### Required action
Each line from the one containing "and need to" through the last line of the entries below is to be transcribed exactly. Nothing else belongs in the reply.

──────── Supplied information

PR #295, opened 2018-07-23
[JENKINS-35708] Round-robin subnet selection

DavidFluck:
[JENKINS-35708]

Allow users to supply multiple subnets for launching EC2 instances into
instead of just one. This solves the issue where you need to launch a
large amount of somewhat less available instances (e.g. GPU instances)
and need to use multiple availability zones to avoid exhausting that
instance type.

I tried to avoid breaking any backwards compatibility. I slightly
modified the behavior of the subnet ID configuration field: if you
provide a space-separated list of subnet IDs, the code will cycle
through them in order beginning with the first one. If you have one ID
it will still technically cycle through them, but the end result is that
you only launch instances into that single subnet as before, preserving
the original behavior.

I also added help text for the subnet ID field.

### DIFF
--- a/src/main/java/hudson/plugins/ec2/SlaveTemplate.java
+++ b/src/main/java/hudson/plugins/ec2/SlaveTemplate.java
@@ -537,7 +537,7 @@ public class SlaveTemplate implements Describable<SlaveTemplate> {
             if (getAssociatePublicIp()) {
                 net.setSubnetId(subnetId);
             } else {
-                reRequest.setSubnetId(subnetId);
+                riRequest.setSubnetId(subnetId);
             }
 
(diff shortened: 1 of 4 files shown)


jvz:
Can you rebase this from master? This plugin got some new maintainers recently and we're looking to clear up the backlog. Thanks!

DavidFluck:
Absolutely!

DavidFluck:
I've also confirmed that after the rebase the plugin changes still work as intended.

────────────────

### Exercise answer
and need to use multiple availability zones to avoid exhausting that
instance type.

I tried to avoid breaking any backwards compatibility. I slightly
modified the behavior of the subnet ID configuration field: if you
provide a space-separated list of subnet IDs, the code will cycle
through them in order beginning with the first one. If you have one ID
it will still technically cycle through them, but the end result is that
you only launch instances into that single subnet as before, preserving
the original behavior.

I also added help text for the subnet ID field.

### DIFF
--- a/src/main/java/hudson/plugins/ec2/SlaveTemplate.java
+++ b/src/main/java/hudson/plugins/ec2/SlaveTemplate.java
@@ -537,7 +537,7 @@ public class SlaveTemplate implements Describable<SlaveTemplate> {
             if (getAssociatePublicIp()) {
                 net.setSubnetId(subnetId);
             } else {
-                reRequest.setSubnetId(subnetId);
+                riRequest.setSubnetId(subnetId);
             }
 
(diff shortened: 1 of 4 files shown)


jvz:
Can you rebase this from master? This plugin got some new maintainers recently and we're looking to clear up the backlog. Thanks!

DavidFluck:
Absolutely!

DavidFluck:
I've also confirmed that after the rebase the plugin changes still work as intended.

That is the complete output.